*** Working data ***

PR #1782, opened 2026-09-04
test(stack): #1767 the PASS-label sweep sees positional interpolation

### LINKED ISSUE #1767: test(stack): the #1740 PASS-label sweep is blind to positional interpolation
The static PASS-label sweep added for #1740 (`tests/stack/test-harness-tooling.sh`) holds every
interpolating PASS label against a reviewed set. Its extractor requires a letter or underscore after
the `$`, so **positional interpolation (`$1`, `$2`) never matches** and no positional-built label
appears in the reviewed set.

**Latent, not live.** Six PASS labels in the suite are built from positionals inside wrapper
functions, and every caller passes a string literal today, so those labels are run-invariant and
nothing in the tree is wrong:

- `tests/stack/test-appliance-identity.sh:213`
- `tests/stack/test-control-editable-allowlist.sh:62`
- `tests/stack/test-secrets-masking.sh:141`
- `tests/stack/test-config.sh:274`, `:309`, `:415`

**Why it is worth a row anyway.** It is the same shape as the defect #1740 closes — an enumeration
the instrument cannot show is complete. A future wrapper called with a measured value yields a
nondeterministic PASS label and the sweep stays green. The row's own label says "every PASS label
that interpolates a value", which is wider than what the extractor covers.

**Two fixes, cheapest first:**

1. Put positionals explicitly out of scope in the extractor's comment, say why, and narrow the row's
   label to match what it measures.
2. Widen the extractor to the positional class and add those six sites to the reviewed set.

**Provenance:** found by the ephemeral non-author reviewer on the #1740 PR, which tested the
extractor's own logic on a two-line probe — the `$VAR` control fired while the `$1` line was not
reported. Relayed here, not re-derived by me; the file:line list above is the reviewer's.

VijitSingh97:
## What this changes

`vd_interp_names()` in `tests/stack/test-harness-tooling.sh` pins the set of PASS labels that carry a
shell interpolation. Its extractor matched `$NAME`, `${NAME}`, `$(cmd)` and backticks — but **not
positionals or special parameters**, so a label built from `$1` or `$@` read as literal prose and the
row said nothing about it. This widens the alternation to `${?N` and `$[@*#]`, adds the eight rows the
widened sweep then finds, and seeds three firing controls for the new classes.

## Proven — each instrument with the control that fired

**1. The widening is load-bearing (controlled pair, same seed, same worktree).** The extractor function
was lifted from each revision and run against the identical five-line seed:

| extractor | rows emitted |
|---|---|
| `develop-v2` (base) | `\|vd_fresh_name` only |
| this branch (head) | `\|@`, `\|1`, `\|2`, `\|vd_fresh_name` |

So the three new assertions fail on the base and pass on the head — the change is what makes them
green, not something else in the file. The two negative assertions still hold on the head: an escaped
`\$PWD` is not reported, and a `bad`-only label is not held to the PASS-line rule.

**2. The eight new expected rows are a SET, not a floor.** Ran the head extractor over the real file
set the assertion uses (`tests/stack/lib.sh` plus `tests/stack/test-*.sh`) and diffed it against the
`vd_expected` heredoc: **33 rows both sides, `diff` empty**. Not "the rows I added are present" —
byte-identical in both directions, so an extra row would have shown too.

**3. The `lib.sh|1` row is the four `assert_*` wrappers forwarding their own `<label>` parameter**, not
a domain call site. Verified by grepping `lib.sh` for every line calling `ok` with an interpolated
first argument: exactly `assert_eq`, `assert_contains`, `assert_not_contains`, `assert_rc`.

**4. Wrap width held.** Max *comment*-line length in the file is **102 on the base and 102 on the
head**, zero lines over 110 — the check this lane uses because max *line* length is dominated by long
`printf` data lines and hides a comment-reflow regression. `bash -n` rc 0, `shfmt -d` clean.

## Not proven — said rather than hidden

- **The full stack suite was not run on this branch.** The evidence above exercises the assertion's own
  instrument against the assertion's own file set, which is the part this diff changes; `Shell tests`
  in CI is the gate for the rest. The box's heavy-job slot is held elsewhere.
- **The caller audit behind the row comment is point-in-time.** The row pins the SET of interpolating
  labels, never their VALUES: a new caller handing one of these wrappers a *measured* value keeps the
  set identical and the row green. The comment says so, and says the audit must be re-run when a
  wrapper gains callers.
- **Two of the three special parameters have no live site.** The alternation takes `$@`, `$*` and `$#`;
  no label in `tests/stack` uses `$*` or `$#`, so only `$@` has a seed and a firing control. Those two
  branches are covered by construction, and the second commit here says that in the file rather than
  letting three branches read as three proven ones.
- **The file has no row in `docs/dev/file-budget.tsv`** — it is under the 400 target, so the gate has not
  recorded it and this diff costs nothing there. It is closer to the target than it was. (No line count
  is quoted here on purpose: the first draft said "358 lines", which the very next commit made false.)

## Correcting the issue as filed

Recorded because the issue will be read again, and both of its stated premises are wrong in ways that
did not move its verdict:

- **The site list in #1767 is a FLOOR, not a set.** It names six labels in six files; the widened sweep
  finds **eight names across seven files** — `lib.sh`, `test-control-add-only-ssrf.sh` and
  `test-rig-worker.sh` are not in the issue.
- **"Every caller passes a string literal" is FALSE.** A mechanical audit of all 55 calls of the eight
  wrappers — continuations joined, arguments parsed by shell grammar rather than by eye — found
  `roundtrip_key "TELEGRAM_EVENT ${ev}"`. It is still run-invariant, because `${ev}` is a loop variable
  over 25 spelled-out event names, so the issue's conclusion survives while its premise does not.

Closes #1767 (`Closes` is inert on `develop-v2` — hand-close on merge).

### DIFF
--- a/tests/stack/test-harness-tooling.sh
+++ b/tests/stack/test-harness-tooling.sh
@@ -260,7 +260,7 @@ vd_interp_names() { # <file...> -> "<basename>|<name>", once per distinct interp
         }
         f = FILENAME
         sub(/^.*\//, "", f)
-        while (match(label, /\$\{?[A-Za-z_][A-Za-z0-9_]*|\$\(|`/)) {
+        while (match(label, /\$\{?[A-Za-z_][A-Za-z0-9_]*|\$\{?[0-9]+|\$[@*#]|\$\(|`/)) {
             tok = substr(label, RSTART, RLENGTH)
             label = substr(label, RSTART + RLENGTH)
             if (tok == "$(" || tok == "`") { print f "|$(cmd)"; continue }
@@ -276,24 +276,48 @@ vd_interp_names() { # <file...> -> "<basename>|<name>", once per distinct interp
 # RIS/RIJ are absolute paths that differ per WORKTREE, and test-secrets.sh's mem/host_ram_mb come
 # from /proc/meminfo MemTotal, so they differ per BOX. Both are stable across two runs in one place,
 # which is exactly why sampling never found them.
+#
+# THE NUMBERED ENTRIES ARE A DIFFERENT CLASS AND CARRY A DIFFERENT PROOF (#1767). A label built from
+# a POSITIONAL is a WRAPPER's label: what actually prints is whatever its callers pass, which this
+# file cannot see. So the sweep flags the wrapper and the review has to go to the callers. Done
+# mechanically at the commit that added these rows — every call of the eight wrappers, with
+# backslash continuations joined, argument extracted by a shell-grammar parser rather than by eye:
+# 55 calls, 54 passing a bare string literal, and one passing `${ev}` from
+# test-control-editable-allowlist.sh's loop over 25 spelled-out event names. That one is a loop
+# variable over a fixed list, so the whole class is run-invariant today.
+#   * `lib.sh|1` is not a call site at all — it is assert_eq/assert_contains/assert_not_contains/
+#     assert_rc forwarding their own <label> parameter to ok(). Every label in the suite funnels
+#     through it, so it is listed for completeness and says nothing about any one domain.
+# WHAT THIS ROW STILL DOES NOT PROVE: it pins the SET of interpolating labels, not the VALUES. A new
+# caller handing one of these wrappers a measured value keeps the set identical and the row green —
+# the caller audit above is a point-in-time reading, not a standing instrument. Re-run it when a
+# wrapper gains callers; that is the residual #1740 could not close and this row does not either.
 vd_expected="$(
     cat <<'VDEXP'
+lib.sh|1
 test-appliance-boot.sh|ph
 test-appliance-identity-boot.sh|cli_pages
 test-appliance-identity-boot.sh|u
+test-appliance-identity.sh|1
 test-appliance-identity.sh|f
 test-appliance-os-update.sh|RIJ
 test-appliance-os-update.sh|RIS
+test-config.sh|2
 test-config.sh|bad_port
 test-config.sh|checked
 test-config.sh|core_checked
+test-control-add-only-ssrf.sh|2
+test-control-add-only-ssrf.sh|3
 test-control-core.sh|reowned
 test-control-diagnostics.sh|_c
+test-control-editable-allowlist.sh|1
 test-doctor.sh|ip
 test-release.sh|comp
 test-release.sh|pin_rel
 test-release.sh|svc
 test-render-quadlet.sh|f
+test-rig-worker.sh|3
+test-secrets-masking.sh|1
 test-secrets.sh|ev
 test-secrets.sh|host_ram_mb
 test-secrets.sh|mem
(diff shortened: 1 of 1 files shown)


VijitSingh97:
## Review findings taken — pushed `cf422293`

The PASS at `2c12a72c` is superseded by this push; a delta pass over `2c12a72c..cf422293` is queued.

### F1 — SHOULD-FIX, taken. The audit counted ROWS, not wrappers.

Confirmed at source and it is exactly as the reviewer states. The comment said *"the eight wrappers,
55 calls"*. **Eight was a count of rows.** A row is `<file>|<index>`, so `test-config.sh|2` collapses
three wrappers (`dw_case`, `wl_case`, `en_case`) and `test-rig-worker.sh|3` collapses three more
(`wa_case`, `wu_case`, `wu_accept_case`). The real set is **eleven wrappers, 73 calls.**

This mattered because the comment attaches an **imperative** — *"re-run it when a wrapper gains
callers"* — so a successor obeying it against eight would have audited a set missing three. A wrong
figure with an instruction attached is a defect even when the conclusion above it holds, and the
conclusion does hold here: over all 73 calls there is still exactly one non-literal label,
`roundtrip_key "TELEGRAM_EVENT ${ev}"`, still a loop variable over a fixed list, so *"the whole class
is run-invariant today"* survives at the wider scope. **Only the sentence supporting it was wrong.**

The fix names the row-vs-wrapper trap in the file rather than just correcting two numbers, so the next
reader miscounts the same way once fewer.

### The `$*` / `$#` paragraph is retired rather than maintained

The reviewer drove both branches directly and showed them functional. Taking the suggestion: `$*` and
`$#` now have a seed line and an assertion each, so all three special parameters have a control that
can fail, and the "covered by construction" disclosure is deleted instead of carried. Re-proven here,
not predicted — the head extractor emits `|#`, `|*`, `|@`, `|1`, `|2`, `|vd_fresh_name` from the seed,
and expected-vs-actual over `lib.sh` + `test-*.sh` is **33 rows both sides, `diff` empty** (the seed
lives outside that file set, so widening it correctly moves no expected row).

`bash -n` rc 0, `shfmt -d` clean, max comment-line length still 102.

### F3 — NIT, taken, and taken the durable way

The body said *"358 lines"*, which the second commit made 361 and this one makes 369. Rather than
update the number I **removed it**: the body now says the file is under the 400 target with no row in
`docs/dev/file-budget.tsv`, and says why no count is quoted. A size cited for another file is the
perishable half of any claim — that is the same class as F1.

*(Verified the body edit with a needle unique to the OLD wording. The obvious needle, `358 lines`,
appears in my own replacement text explaining the correction, so it returns a hit either way.)*

### F2 — NOT taken here; filing it instead

`tests/stack/run.sh` carries four PASS labels built from `${_s}` that this sweep never sees, because
the assertion's file set is `lib.sh` + `test-*.sh` and reaches neither `run.sh` nor the five
underscore-named `test_*.sh`. Same defect class as #1767, on the **glob** axis rather than the
alternation axis. Harmless today — `_s` loops over `fail warn info` — and out of this diff's scope:
widening the glob pulls in files whose bare-`mktemp` conversion is landing separately. Filed as its own
issue rather than folded in.

VijitSingh97:
**Merging at `cf422293` — recorded non-author PASS, read at source**

The delta pass over `2c12a72c..cf422293` is recorded in `~/dev/fleet/answers/reviewer-20260904T232549Z.md`
(ephemeral reviewer `askpad-8a`): **PASS**, all four claims in the author's comment re-derived from raw
inputs, including an independent audit that reproduced **eleven wrappers / 73 calls** after the
reviewer found and fixed two bugs in its own parser first. It carries forward the full pass at
`2c12a72c` (`reviewer-20260904T230734Z.md`). I read both files at source rather than taking the
author's account of them, and I am not the author of this PR.

`MERGE-READY: PASS at cf422293877a94be8ddac0036cbe6b57ce512e8a` — all checks green, `mergeable`
CLEAN, head unmoved since the pass.

**D2 is discharged in the act of merging.** Two constituent messages carry claims `cf422293`
retracts — `957aebd6`'s "eight wrappers … 55 calls, 54" and `2c12a72c`'s "only `$@` has a live site …
and a seed in the firing control". GitHub's default squash body is the concatenation of all three, so
a default merge would have written both into `develop-v2` history as fact with the correction
underneath. **I set the squash body by hand**, based on `cf422293`'s own message, with the corrected
figures inline and the earlier miscount recorded as history rather than as a claim. This is the
standing rule from #1780 (`a2ff62ed` / `d10e2ded`).

**D3 is owed, not blocking, and does not travel with this merge**: the comment says F2's follow-up
"Filed as its own issue rather than folded in", and the reviewer found no issue created after 22:00Z.
The four `${_s}`-built PASS labels at `tests/stack/run.sh:296,299,302,305` that the glob never reaches
still need an issue. Please file it — the merged comment now points at a filing that does not exist.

*** End of Working data ***

**Task description:** Retype exactly the lines above, from the one with "the callers. Done" through the one with "test-render-quadlet.sh|f", inclusive.

**The completed task:**
+# file cannot see. So the sweep flags the wrapper and the review has to go to the callers. Done
+# mechanically at the commit that added these rows — every call of the eight wrappers, with
+# backslash continuations joined, argument extracted by a shell-grammar parser rather than by eye:
+# 55 calls, 54 passing a bare string literal, and one passing `${ev}` from
+# test-control-editable-allowlist.sh's loop over 25 spelled-out event names. That one is a loop
+# variable over a fixed list, so the whole class is run-invariant today.
+#   * `lib.sh|1` is not a call site at all — it is assert_eq/assert_contains/assert_not_contains/
+#     assert_rc forwarding their own <label> parameter to ok(). Every label in the suite funnels
+#     through it, so it is listed for completeness and says nothing about any one domain.
+# WHAT THIS ROW STILL DOES NOT PROVE: it pins the SET of interpolating labels, not the VALUES. A new
+# caller handing one of these wrappers a measured value keeps the set identical and the row green —
+# the caller audit above is a point-in-time reading, not a standing instrument. Re-run it when a
+# wrapper gains callers; that is the residual #1740 could not close and this row does not either.
 vd_expected="$(
     cat <<'VDEXP'
+lib.sh|1
 test-appliance-boot.sh|ph
 test-appliance-identity-boot.sh|cli_pages
 test-appliance-identity-boot.sh|u
+test-appliance-identity.sh|1
 test-appliance-identity.sh|f
 test-appliance-os-update.sh|RIJ
 test-appliance-os-update.sh|RIS
+test-config.sh|2
 test-config.sh|bad_port
 test-config.sh|checked
 test-config.sh|core_checked
+test-control-add-only-ssrf.sh|2
+test-control-add-only-ssrf.sh|3
 test-control-core.sh|reowned
 test-control-diagnostics.sh|_c
+test-control-editable-allowlist.sh|1
 test-doctor.sh|ip
 test-release.sh|comp
 test-release.sh|pin_rel
 test-release.sh|svc
 test-render-quadlet.sh|f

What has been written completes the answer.